The second piece of inherited risk deserves to be named specifically, because most people have never heard of it and a standard cholesterol panel does not measure it. It is called lipoprotein(a), usually written Lp(a).

Lp(a) is, in effect, an LDL-like particle, complete with its apoB protein, but with an extra protein attached that makes it particularly troublesome. It appears both more prone to lodging in the artery wall and more likely to promote clotting, a bad combination given everything in section three. The crucial feature of Lp(a) is this: your level is set almost entirely by your genes. It barely responds to diet, to exercise, or even to statins, and it stays roughly stable across your whole life.

That stability is exactly why the modern recommendation is to measure Lp(a) at least once in your lifetime. Because it does not change, a single test tells you something permanent about your baseline risk. A level around 50 mg/dL or above is generally considered to mark higher cardiovascular risk. A high Lp(a) is not a verdict, and there is no need to panic over it. What it means in practice is that you are carrying an extra layer of risk you cannot directly lower, so the risk factors you can control, including apoB, blood pressure, and lifestyle, deserve to be managed more seriously. You cannot find out unless you ask for the test, so it is worth asking.

The Short Version

Heart disease was never really about the cholesterol in your breakfast. The early model made three understandable mistakes. It blamed dietary cholesterol, when your liver makes most of your own and adjusts to what you eat. It sold HDL as a “good cholesterol” to be chased, when HDL turned out to be a marker of health rather than a lever that does anything when you raise it. And it measured the mass of cholesterol when the thing that actually drives the disease is the number of apoB-carrying particles getting trapped, oxidized, and built into plaque in the walls of your arteries.

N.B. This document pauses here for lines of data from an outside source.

Issue #1345, opened 2020-04-24
[Common Lisp] Standardising the test file stub


TheLostLambda:
Just putting this together to see is anyone has suggestions for how we lay out test files. After we settle on something, we can put together some tools for auto-generating these sort of files. This is what I have so far:

```lisp
(load "slug")
(ql:quickload :fiveam)
(defpackage slug-test
  (:use :cl :fiveam :slug)
  (:export :run-tests))
(in-package :slug-test)

(def-suite slug-suite)
(in-suite slug-suite)

(defun run-tests (&optional (explain t))
  (let ((tests (run 'slug-suite)))
    (if explain (explain! tests) tests)))
```

If we wanted, we could add this tweak to allow the test-file to be compiled:

```lisp
(eval-when (:compile-toplevel :load-toplevel :execute)
  (load "slug")
  (ql:quickload :fiveam))
...
```

What do you think? Anything else we should add or tweak?

verdammelt:
I think this would be a good idea and good for us to do early before we do too many exercises.

A (semi-)random thought: could/should we add some small comments to let the student know what these mysterious things are doing? we are not *teaching* them but it could start to give them some idea of what is going on? Do you think that would be beneificial.

TheLostLambda:
Yeah actually, I think that would be a good idea! It will probably help us maintainers keep it straight too (or at least my forgetful self).

Do you feel strongly about the `eval-when` addition?

verdammelt:
re: `eval-when`: I wish we could not have it - I think it adds extra complexity that would be nice to keep out of the student's face until later... but as we found out - it is necessary. So I vote for its inclusion.

TheLostLambda:
Alright, I think that's fair. I'll look into putting a model test file up on the repo with some comments and `eval-when`. I'll set up a PR soon!

PR #1350, opened 2020-04-25
[Common Lisp] First steps towards boilerplate generation

TheLostLambda:
This is some WIP work on what will eventually become a Lisp program for generating the files needed by a new concept exercise. It will automatically fill in the `<SLUG>` and `<LANG>` placeholders, should be able to pull down the latest `design.md` from the repository (the template for the Github issues), and auto generate the JSON needed in `config.json`.

That's to come, but for now I would appreciate some feedback on `<SLUG>-test.lisp` in accordance with issue #1345


languages/common-lisp/bin/template/.meta/example.lisp
```diff
@@ -0,0 +1,6 @@
+(defpackage <SLUG>
```
verdammelt, line 1: `#:<SLUG>` (or just `:<SLUG>`) here...

languages/common-lisp/bin/template/<SLUG>.lisp
```diff
@@ -0,0 +1,4 @@
+(defpackage <SLUG>
```
verdammelt, line 1: `#:<SLUG>` or `:<SLUG>`

verdammelt:
I like the contents of `<SLUG>-test.lisp` - the comments have a good level of detail without overwhelming a new student or getting in the way.

languages/common-lisp/bin/template/.meta/example.lisp
TheLostLambda: I've seen it done in a couple of ways, is the advantage of a keyword the guarantee that no other symbol's value is overwritten?

I don't really mind what we end up using here (as long as it isn't a string)

verdammelt: I can't seem to keep consistent myself :) There is probably not a big difference. Using a :keyword means it will not overwrite anything else, using an uninterned #:keyword perhaps saves a tiny bit of memory.

TheLostLambda:
Hopefully this fixes those things! Let me know if there are any other improvements you'd like to see before merging!

ErikSchierboom:
@TheLostLambda @verdammelt The `<SLUG>` part in the filename breaks git on Windows:

```
error: invalid path 'languages/common-lisp/bin/generate-scaffolding/template/<SLUG>-test.lisp'
error: invalid path 'languages/common-lisp/bin/generate-scaffolding/template/<SLUG>.lisp'
```

I cannot now pull the latest version. Could you please rename the files to remove the `<` and `>` characters?

SleeplessByte:
We should probably add a CI test for that as well @ErikSchierboom . None of the special characters are allowed:

```
< (less than)
> (greater than)
: (colon - sometimes works, but is actually NTFS Alternate Data Streams)
" (double quote)
\ (backslash)
| (vertical bar or pipe)
? (question mark)
* (asterisk)
```

Additionally, nothing can be named:

```
CON, PRN, AUX, NUL 
COM1, COM2, COM3, COM4, COM5, COM6, COM7, COM8, COM9
LPT1, LPT2, LPT3, LPT4, LPT5, LPT6, LPT7, LPT8, LPT9
```

You can try this out on your machine. I don't recall if its case-insensitive (for those name).

Also: _can not end in a dot or space_.

ErikSchierboom:
@SleeplessByte I've created an issue: https://github.com/exercism/v3/issues/1369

That last process, the retention and oxidation cascade, is the part the simple story skipped, and it is the part that actually explains everything else, including why counting particles with apoB predicts risk better than weighing their cargo with LDL-C. The modern correction is emphatically not that cholesterol is harmless. It is the opposite, and sharper: lower the atherogenic particles, and the practical ways to do that are not mysterious. Do not smoke, build a diet around unsaturated fats, fiber, and whole plants rather than saturated fat and refined carbs, stay active, keep your weight and blood pressure in range, and use medication when your risk warrants it. Then measure your particles with apoB rather than relying on LDL-C alone, take a family history of early heart disease seriously, and get your Lp(a) checked once so you know the hand you were dealt. The core lesson of the old story survived intact. It was the bookkeeping that needed rewriting.

A final, genuine caveat: none of this is medical advice, and the right numbers and targets are personal. If anything here applies to you, the productive next step is a conversation with a doctor, ideally one who is comfortable ordering and interpreting apoB and Lp(a). The science has moved. It is reasonable to expect your care to move with it.